As for Pemberton's own estimate of his pupil, it was a good while
before he got the point of view, so little had he been prepared for
it by the smug young barbarians to whom the tradition of tutorship,
as hitherto revealed to him, had been adjusted. Morgan was scrappy
and surprising, deficient in many properties supposed common to the
genus and abounding in others that were the portion only of the
supernaturally clever. One day his friend made a great stride: it
cleared up the question to perceive that Morgan WAS supernaturally
clever and that, though the formula was temporarily meagre, this
would be the only assumption on which one could successfully deal
with him. He had the general quality of a child for whom life had
not been simplified by school, a kind of homebred sensibility which
might have been as bad for himself but was charming for others, and
a whole range of refinement and perception - little musical
vibrations as taking as picked-up airs - begotten by wandering
about Europe at the tail of his migratory tribe. This might not
have been an education to recommend in advance, but its results
with so special a subject were as appreciable as the marks on a
piece of fine porcelain. There was at the same time in him a small
strain of stoicism, doubtless the fruit of having had to begin
early to bear pain, which counted for pluck and made it of less
consequence that he might have been thought at school rather a
polyglot little beast.
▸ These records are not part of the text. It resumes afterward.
PR #69, opened 2018-03-31
Fix duplicate bucket name in URL normalization

tengyifei:
in cases where the bucket name is already part of the host, do not put bucket name in front of the host.
e.g. using S3 accelerated transport, the host is always `[bucket].s3-accelerate.amazonaws.com`


tengyifei:
Yeah of course

noppoMan:
merging. Thanks for your contribution😁

PR #70, opened 2018-03-31
Fix #68

### LINKED ISSUE #68: ReplicationStatus.complete should be completed
See https://github.com/noppoMan/aws-sdk-swift/blob/ae8b82371280086cf81c4525331c9b69e860f403/Sources/AWSSDKSwift/Services/s3/S3_Shapes.swift#L1516

But AWS docs uses `COMPLETED`: https://docs.aws.amazon.com/AmazonS3/latest/dev/crr-status.html

Hence under the current code, you can't get objects from any replicated buckets. Doing so will result in a `DecodingError`.

tengyifei:
If this is generated from the AWS official API json, perhaps we should contact them regarding the error?


jonnymacs:
fixed in #88

PR #75, opened 2018-06-27
fix compile error with Swift 4.1 and no longer support Swift 3

noppoMan:


jonnymacs:
@Yasumoto we'll need to setup travis for this org, after which builds should no longer fail after 10 minutes without any output. meanwhile, I will merge this

PR #76, opened 2018-08-06
Sync models with aws-sdk-go@v1.15.5

noppoMan:
@jonnymacs @Yasumoto 
I synchronized entire models with [aws-sdk-go@v1.15.5](https://github.com/aws/aws-sdk-go/tree/v1.15.5/models).

**Brand New Services**
* acm-pca
* autoscaling-plans
* connect
* dlm
* eks
* fms
* iot1click-devices
* iot1click-projects
* iotanalytics
* macie
* mediatailor
* neptune
* pi
* secretsmanager
* servicediscovery
* transcribe
* workmail

**Updated Services**
almost

#### Memo
When updating the models so far, I always brought models from [here](https://github.com/aws/aws-sdk-go/tree/master/models) and replaced it with our models and then run `aws-sdk-swift-codegen` from Xcode or Terminal.
Anyways I'll add guide(About Code generation, publishing separate SPM Packages) for developers asap.


jonnymacs:
Thanks @noppoMan. I know @Yasumoto has some experience with that code-gen process, but I haven't gone through it yet. So yes, a guide will be very helpful.

If yo don't mind I will rebase off master so I can see the build pass :)

Yasumoto:
Thank you so much, @noppoMan!

I think this is a good sign to us that we'll want/need to split out into separate repositories (that are all still coordinated + synced with one process together) so we can gain the benefits of only including the services we need.

PR #85, opened 2018-09-07
Type issue converting what is a String that looks like an Int

Yasumoto:
@jonnymacs mentioned that we don't utilize the models to do our parsing, but I think they provide important hints on matching the types we'll use for our `Codable` structs.

For example, `Elasticloadbalancing.describeLoadBalancers` returns:

`<SourceSecurityGroup><OwnerAlias>123458855789</OwnerAlias><GroupName>https</GroupName></SourceSecurityGroup>`

which results in:

```
Fatal error: Error raised at top level: Swift.DecodingError.typeMismatch(Swift.String, Swift.DecodingError.Context(codingPath: [CodingKeys(stringValue: "LoadBalancerDescriptions", intValue: nil), _DictionaryKey(stringValue: "Index 0", intValue: 0), CodingKeys(stringValue: "SourceSecurityGroup", intValue: nil), CodingKeys(stringValue: "OwnerAlias", intValue: nil)], debugDescription: "Expected to decode String but found Int instead.", underlyingError: nil)): file /home/buildnode/jenkins/workspace/oss-swift-4.1-package-linux-ubuntu-16_04/swift/stdlib/public/core/ErrorType.swift, line 191
```

Maybe it's okay to ship this patch as a temporary workaround, but it's going to be overwritten the next time we generate the code and need to be manually fixed.

Ideas and suggestions welcome! 🙏

### DIFF
--- a/Package.swift
+++ b/Package.swift
@@ -153,7 +153,7 @@ let package = Package(
 	.library(name: "Xray", targets: ["Xray"]),
     ],
     dependencies: [
-        .package(url: "https://github.com/swift-aws/aws-sdk-swift-core.git", .branch("xml-parsing")),
+        .package(url: "https://github.com/swift-aws/aws-sdk-swift-core.git", .upToNextMajor(from: "2.0.0-rc.1")),
         .package(url: "https://github.com/IBM-Swift/SwiftyJSON.git", .upToNextMajor(from: "17.0.2"))
     ],
     targets: [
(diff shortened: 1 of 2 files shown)


jonnymacs:
thoughts on the above suggestion? I can make the changes for this and #68 and submit a separate pr.

Yasumoto:
This is solved by https://github.com/swift-aws/aws-sdk-swift/pull/88 (though we'll still need some kind of automated/longer term solution)

PR #90, opened 2018-11-27
Fix build error with Swift 4.2.1

noppoMan:
Hi, @jonnymacs @Yasumoto 

Today, I tried to adopt aws-sdk-swift@2.0.0 to [Hexaville](https://github.com/noppoMan/Hexaville).
But I got a following error when I run `swift build` with Swift 4.2.1(macOS)

```
AWSSDKSwift/Sources/AWSSDKSwift/Services/S3/S3_API.swift:6:8: error: no such module 'S3RequestMiddleware'
import S3RequestMiddleware
```
This error is simple,  Cause `S3Middleware` was not defined as dependent on the `S3` target.
So I added `S3Middleware` as one of dependency of `S3` target like `AWSSDKSwift`.

Additionally, I found compile error in unit tests. I also fixed it as well.


jonnymacs:
@noppoMan nice catch

https://github.com/swift-aws/aws-sdk-swift/blob/master/scripts/generate_targets.swift#L41

PR #97, opened 2019-01-14
update core with fix for path in params

jonnymacs:
update nio and swiftJSON to latest versions


jonnymacs:
@Yasumoto objections to my merging this and tagging a release?

Issue #98, opened 2019-01-30
Glacier APIs, always throw exception "Required parameter missing: API version"


adam-fowler:
It seems like all the Glacier code is throwing the same error. The following code 
```
do {
    let glacier = Glacier(region:.euwest2)
    let description = try glacier.describeVault(Glacier.DescribeVaultInput(vaultName:"vaultName", accountId:"-"))
    print(description)
} catch let error {
    print(error)
}
```
Always outputs the following error
```
AWSError(message: "Required parameter missing: API version", rawBody: "{\"code\":\"MissingParameterValueException\",\"message\":\"Required parameter missing: API version\",\"type\":\"Client\"}")
```
I've tried this with listVaults() and listJobs() with the same results

jonnymacs:
Yeah. That’s good thinking.

I am thinking I’d like to avoid a service specific customization in the
core lib directly by implementing a glacier middleware. I have something
that should work, I’ll push up a branch when it’s ready (today / tonight)

jonnymacs:
fixed in #102

Issue #99, opened 2019-02-03
Glacier Job payload should be in JSON but it isn't


adam-fowler:
Whenever I try to send an InitiateJob() request to Glacier, it always returns the following error.
```
AWSError(message: "SerializationException", rawBody: "{\"code\":\"SerializationException\",\"type\":\"Client\",\"message\":\"SerializationException\"}")
```
The cause of this look like it is because the body of the InitiateJob() request contains the JobParameters and these should be in json. But it is coming out in this form
```
JobParameters(retrievalByteRange: nil, tier: nil, format: nil, selectParameters: nil, description: Optional(\"Inventory\"), inventoryRetrievalParameters: Optional(Glacier.Glacier.InventoryRetrievalJobInput(marker: nil, limit: nil, endDate: nil, startDate: nil)), outputLocation: nil, type: Optional(\"inventory-retrieval\"), archiveId: nil, sNSTopic: nil)
```
This looks like it could be a common issue across all AWS systems where a json body is required.

jonnymacs:
Interesting. There are about 90 services that specify the "json" protocol,
one of which is kinesis which I am using the client to post JSON without
any errors.

However another 55 specify "rest-json", one of which is glacier. These
services may be affected by this issue.

adam-fowler:
The JobParameters are output as the payload. And it is the output of the payload that is the problem. The Kinesis payloads look like they are raw data so wouldn't be affected by this issue.

adam-fowler:
I temporarily sorted it by checking if the payload was an AWSShape and if it was then outputting it as JSON. To get that to work was like pulling teeth, I'm not very experienced with the reflection code so wasted a lot of time. I ending up writing the full Input to json, parsing it into a dictionary and then writing the payload element of the dictionary back out to json.

jonnymacs:
ah, ok I get it now. I'll have to ask @noppoMan if how this ever worked?

Could you try

```
switch payloadBody {
    case is AWSShape:
        body = .json(try AWSShapeEncoder().encodeToJSONUTF8Data(payloadBody as! Input))
    default:
        body = Body(anyValue: payloadBody)
}
```

adam-fowler:
> Could you try
> 
> ```
> switch payloadBody {
>     case is AWSShape:
>         body = .json(try AWSShapeEncoder().encodeToJSONUTF8Data(payloadBody as! Input))
>     default:
>         body = Body(anyValue: payloadBody)
> }
> ```
[...]

PR #102, opened 2019-03-01
fixes for Glacier Service

jonnymacs:
- update core with fix to properly serialize the payloadPath objects as json
- add GlacierMiddleware to add apiVersion header, and treeHash checksum headers
- update core nio, and nio-ssl


jonnymacs:
@adam-fowler if you have a chance to test this branch I'd be grateful. This should resolve #98 and #99. 

I also added support for the glacier treeHash checksum so it should not required as input for apis that require it. Not sure if you were needing this or not, but I saw it in the docs and decided to add it

adam-fowler:
Hi Jonathan,

I’m quite busy at the moment so not sure when I’ll get a chance to check
this out. Should be able to before the end of next week though.

Adam

adam-fowler:
Ran the code and it all looks good. The tree hash stuff is probably unnecessary as when it is required a local copy is usually kept. For instance when I do a multipart upload of an archive I need to keep a copy of the tree hash for each part of the archive, so I can construct a tree hash for the full archive which is sent in the completeMultipartUpload() call.

jonnymacs:
🙌

re the tree hash - I'll leave it in there if it doesn't hurt anything since I see the header is added in other sdks (ruby, go)

adam-fowler:
Yeah sounds good

PR #110, opened 2019-03-29
Ensure AWSShape always has a public init function

### LINKED ISSUE #108: STS.GetCallerIdentityRequest initializer is inaccessible
Code generator needs to add a ```public init() {}``` to STS.GetCallerIdentityRequest class

adam-fowler:
Fixes problem with constructing STS.GetCallerIdentityRequest
Fixes #108.

I haven't run the code generator though because it seems to be re-ordering all the code. This isn't too much of a problem except when it is re-ordering the parameters in init() functions. I noticed this has already happened in December in commit https://github.com/swift-aws/aws-sdk-swift/commit/0360367d8cb531a256cde7714cc0033b17fa4490.

I would suggest you force the order to be alphabetical. Then they won't change between builds of code generator and model changes.

### DIFF
--- a/Sources/CodeGenerator/CodeGenerator.swift
+++ b/Sources/CodeGenerator/CodeGenerator.swift
@@ -393,13 +393,13 @@ extension AWSService {
                     code += "\(indt(2))public \(member.toSwiftImmutableMemberSyntax())\n"
                 }
                 code += "\n"
-                if type.members.count > 0 {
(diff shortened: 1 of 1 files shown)


jonnymacs:
@adam-fowler I'm going to work on the re-order issue, then tag the core and regen the code here and tag a rel.

jonnymacs:
This change is in #115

Pemberton indeed quickly found himself
rejoicing that school was out of the question: in any million of
boys it was probably good for all but one, and Morgan was that
millionth. It would have made him comparative and superior - it
might have made him really require kicking. Pemberton would try to
be school himself - a bigger seminary than five hundred grazing
donkeys, so that, winning no prizes, the boy would remain
unconscious and irresponsible and amusing - amusing, because,
though life was already intense in his childish nature, freshness
still made there a strong draught for jokes. It turned out that
even in the still air of Morgan's various disabilities jokes
flourished greatly. He was a pale lean acute undeveloped little
cosmopolite, who liked intellectual gymnastics and who also, as
regards the behaviour of mankind, had noticed more things than you
might suppose, but who nevertheless had his proper playroom of
superstitions, where he smashed a dozen toys a day.